En 2012 hizo su primera exposición individual en La Lupa Libros, Ciudad Vieja. Antes había participado de muestras colectivas en Casa de la Cultura del Prado. «Hace un tiempo que no expongo, pero hubo una época en la que lo veía como una manera de mostrarme al mundo», recordó.
UNIVERSO TROCHE
«Universo Troche es un espectáculo multidisciplinario que indaga en el universo creativo del dibujante uruguayo Gervasio Troche. Una oportunidad para que el público se acerque a su proceso creativo en un entorno escénico inmersivo, donde el dibujo se expande y se transforma en cuerpo, poesía y sonido», informa la gacetilla de prensa de esta singular propuesta que se presentó por vez primera a fines del año pasado y que transita su segunda temporada en el Teatro Circular.
Al respecto, el entrevistado expresó que «este proyecto no es mío, aunque de alguna manera lo es porque estoy en la obra. Pertenece a la directora Vachi Gutiérrez, quien quiso realizar una obra de teatro sobre el universo de mis dibujos.
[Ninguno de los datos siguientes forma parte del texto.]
PR #934, opened 2017-02-24
Add Google Cloud Spanner binding.

scode:
This adds a (basic) Google Cloud Spanner binding. Caveats:

* Only application default credentials are supported.
* Primary key values are not properly escaped during reads because
  I could not find the necessary information to do so with Spanner's
  SQL dialect (probably my mistake).

### DIFF
--- a/googlespanner/README.md
+++ b/googlespanner/README.md
@@ -21,8 +21,9 @@ LICENSE file.
 
 * Only Application Default Credentials are supported. In other words,
   if running on a Google Cloud instance with permissions granted when
-  creating it, authentication will seamlessly work. But use of
-  explicit keys is not implemented.
+  creating it, authentication will seamlessly work, but you cannot
+  authenticate using a private key file (see https://cloud.google.com/docs/authentication#getting_credentials_for_server-centric_flow
+  and https://developers.google.com/identity/protocols/application-default-credentials).
 * The primary key is not escaped in the implementation, and so the workload
   generator must not generate keys containing characters not safe to put
   within single-quotes in Spanner SQL.
--- a/googlespanner/README.md
+++ b/googlespanner/README.md
@@ -58,6 +58,6 @@ No special process required other than specifying `googlespanner` as
 the name of the binding. Example:
 
 ```
-./bin/ycsb load googlespanner -P wload -threads 20
+./bin/ycsb load googlespanner -P wload
 ./bin/ycsb run googlespanner -P wload -threads 20 -target 200
 ```
--- a/googlespanner/README.md
+++ b/googlespanner/README.md
@@ -1,0 +1,19 @@
+<!--
+Copyright (c) 2016 YCSB contributors. All rights reserved.
+
+Licensed under the Apache License, Version 2.0 (the "License"); you
+may not use this file except in compliance with the License. You
+may obtain a copy of the License at
+
+http://www.apache.org/licenses/LICENSE-2.0
+
+Unless required by applicable law or agreed to in writing, software
+distributed under the License is distributed on an "AS IS" BASIS,
+WITHOUT WARRANTIES OR CONDITIONS OF ANY KIND, either express or
+implied. See the License for the specific language governing
+permissions and limitations under the License. See accompanying
+LICENSE file.
+-->
+
+# Google Spanner Driver for YCSB
+
--- a/googlespanner/README.md
+++ b/googlespanner/README.md
@@ -58,6 +58,6 @@ No special process required other than specifying `googlespanner` as
 the name of the binding. Example:
 
 ```
-./bin/ycsb load googlespanner -P wload
+./bin/ycsb load googlespanner -P wload -threads 20
 ./bin/ycsb run googlespanner -P wload -threads 20 -target 200
 ```
--- a/googlespanner/README.md
+++ b/googlespanner/README.md
@@ -1,5 +1,5 @@
 <!--
-Copyright (c) 2016 YCSB contributors. All rights reserved.
+Copyright (c) 2017 YCSB contributors. All rights reserved.
 
 Licensed under the Apache License, Version 2.0 (the "License"); you
 may not use this file except in compliance with the License. You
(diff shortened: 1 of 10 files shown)


scode:
Note that I've never worked on the code base before and this was a "minimal until it worked for me" kind of effort. Some inspiration taken from other bindings. Please let me know if I'm not following best practices etc.

googlespanner/pom.xml
```diff
@@ -0,0 +1,68 @@
...
+      <artifactId>google-cloud-spanner</artifactId>
+      <version>${googlespanner.version}</version>
+    </dependency>
+    <!-- A sufficiently new Guava is required by the Spanner client. -->
+    <dependency>
+      <groupId>com.google.guava</groupId>
+      <artifactId>guava</artifactId>
+      <version>21.0</version>
+    </dependency>
+    <!-- Additionally, avoid a conflicting older -jdk15 variant of Guava ending up on the classpath. -->
```
scode: Note that the `-jdk15` variant is still pulled in for other bindings. However when running with a binding tailored classpath as done by:

```
./bin/ycsb run googlespanner -P wload -threads 20 -target 200
```

This does not cause a problem. However, if uberjars are generated or runs are otherwise done in such a way as to contain a global set of dependencies, it would still fail.

The failures happen at runtime due to a missing method in one of the Guava classes.

googlespanner/pom.xml
```diff
@@ -0,0 +1,68 @@
+<?xml version="1.0" encoding="UTF-8"?>
+<!--
+Copyright (c) 2016 YCSB contributors. All rights reserved.
```
risdenk: Can this be updated to 2017?

googlespanner/README.md
```diff
@@ -0,0 +1,19 @@
+<!--
+Copyright (c) 2016 YCSB contributors. All rights reserved.
```
risdenk: 2017

googlespanner/README.md
```diff
@@ -0,0 +1,19 @@
...
+
+Unless required by applicable law or agreed to in writing, software
+distributed under the License is distributed on an "AS IS" BASIS,
+WITHOUT WARRANTIES OR CONDITIONS OF ANY KIND, either express or
+implied. See the License for the specific language governing
+permissions and limitations under the License. See accompanying
+LICENSE file.
+-->
+
+# Google Spanner Driver for YCSB
```
risdenk: Looks like this is empty? It would be great to follow one of the other bindings and talk about how to use.

googlespanner/src/main/java/com/yahoo/ycsb/db/GoogleSpannerClient.java
```diff
@@ -0,0 +1,185 @@
...
+ *
+ * Unless required by applicable law or agreed to in writing, software
+ * distributed under the License is distributed on an "AS IS" BASIS,
+ * WITHOUT WARRANTIES OR CONDITIONS OF ANY KIND, either express or
+ * implied. See the License for the specific language governing
+ * permissions and limitations under the License. See accompanying
+ * LICENSE file.
+ */
+
+package com.yahoo.ycsb.db;
```
risdenk: This is something new that we are trying to do. Can you make sure that this is in its own package? com.yahoo.ycsb.db.googlespanner or something similar?

This will be a change in most of the files.

googlespanner/src/main/java/com/yahoo/ycsb/db/GoogleSpannerClient.java
```diff
@@ -0,0 +1,185 @@
...
+      this.spanner.closeAsync().get();
+    } catch (InterruptedException | ExecutionException e) {
+      throw new DBException(e);
+    }
+  }
+
+  @Override
+  public Status read(String table, String key, Set<String> fields,
+          HashMap<String, ByteIterator> result) {
+    // XXX: Key is not escaped. Unclear to me at this time how to do this in Spanner's SQL dialect.
```
risdenk: What happens in this case? Errors?

googlespanner/README.md
scode: Will do, sorry about that.

googlespanner/src/main/java/com/yahoo/ycsb/db/GoogleSpannerClient.java
scode: Sure, that's my preference too. I just aped what another binding was doing and wasn't sure what the preference was.

googlespanner/src/main/java/com/yahoo/ycsb/db/GoogleSpannerClient.java
scode: Standard escaping problem. Depending on whether or not we want to rely on the workload generating keys that can be naively put between single quotes, this code is wrong and arbitrary SQL may be executed. Whether or not this is acceptable given the intentions of YCSB workload generation I'm not sure, but I timed out on attempting to find out what escaping is required in the Spanner dialect.

scode:
@risdenk There is an SQL language for *queries*, but Spanner doesn't allow updates through SQL. I haven't looked at https://cloud.google.com/spanner/docs/partners/drivers but unless it's implementing rewriting of SQL itself I don't expect it to provide that. The mechanism used here to talk to Spanner is that which is documented in the Spanner documentation.

risdenk:
@scode Thanks for the SQL explanation.

scode:
@risdenk Addressed feedback.

I do want to call attention to the comment in the code about conflicting dependencies. I don't know if this solution is acceptable since I don't expect it to run in a context where all sub modules dependencies have been put on the class path.

The dependency exclusion I added to the `googlespanner` submodule here can probably be duplicated on other modules, provided that we don't care about JDK 1.5 support (the conflicting dependency being a `-jdk5` version of Guava). Since Guava is extremely high quality and release engineered, I don't expect backwards compatibility concerns being very likely - but they are possible and I'm not set up to test other Guava consumers that may be affected by such a change.

googlespanner/README.md
```diff
@@ -0,0 +1,63 @@
...
+
+## Limitations and caveats
+
+* Only Application Default Credentials are supported. In other words,
+  if running on a Google Cloud instance with permissions granted when
+  creating it, authentication will seamlessly work. But use of
+  explicit keys is not implemented.
```
risdenk: explicit keys being like access key? This is slightly confusing with the next line talking about primary keys for inserting/reading.

scode: Adjusted to hopefully be clearer, and link to documentation.

Yes, like an AWS access key.

siamaktz:
Thank you for contributing this, we actually have an official YCSB client for Cloud Spanner by Google that we'd like to merge. Would it be okay to drop this in favor of the official one? Thanks.

scode:
Sure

A ella le gustan mucho mis libros y en pandemia, mirar mis libros le ayudó a vincularse con su hija adolescente durante ese período tan caótico para todos. En un momento dijo: ‘Quiero hacer una obra de teatro de estos dibujos’. Ella no me conocía. Me escribió, me contó su idea y le di para adelante. De a poco, la propuesta fue mutando, hasta que terminé estando en ella y la obra terminó contando esto de lo que hablábamos, del exilio y un poco de la historia del dibujante. Yo estoy en escena, dibujo en vivo».
Reconoce que, hasta el momento, «‘no me ha caído la ficha’», porque «todo esto es nuevo para mi» y porque, al mismo tiempo, «resulta difícil, porque soy muy solitario, de dibujar desde mi trinchera, mientras que en la obra estoy, de algún modo, muy expuesto. A la vez, tenía que dibujar muy rápido, de acuerdo a los tiempos que requiere la obra, siendo que es una tarea que realizo en soledad, en la que dibujo lentamente y soy yo quien maneja los tiempos. Esto es otra cosa, más performática, y terminó gustándome mucho. Estoy muy agradecido, porque es como un homenaje, algo que no le pasa con frecuencia a los artistas en el Uruguay, que sean homenajeados por su obra, por lo que es algo que valoro muchísimo. Por eso le di para adelante», remarcó.
EN CASA LORCA
El próximo viernes, en el Centro Cultural Casa Lorca (Roosevelt 758, casi Sarandí) de Minas, Gervasio Troche, a partir de las 18:30 horas, brindará un taller. Todos confían en que sea el inicio de un largo y fructífero vínculo entre el dibujante y la institución cultural. «El contacto con Casa Lorca surgió a partir de Adrián (Cano), quien vio la obra Universo Troche y luego compró remeras con serigrafías de mis dibujos. Se las envié a Minas y quedamos en contacto. En determinado momento me comentó que allí había un centro cultural donde desarrollaban diversos proyectos y le respondí que contara conmigo para ir a dictar un taller y una muestra con 30 dibujos míos», comentó.
«Me encantó la idea, porque tenía ganas de salir de Montevideo y de mostrar mis dibujos. A su vez, no conozco la ciudad de Minas. Sí Villa Serrana, por lo que he pasado por la ciudad. Estoy entusiasmado con la idea y me gusta por cómo se dio, con naturalidad. Solo me resta invitar a la gente, a todo el mundo y particularmente a artistas de la zona a quienes me gustaría conocerlos», señaló Gervasio Troche a Primera Página Dominical.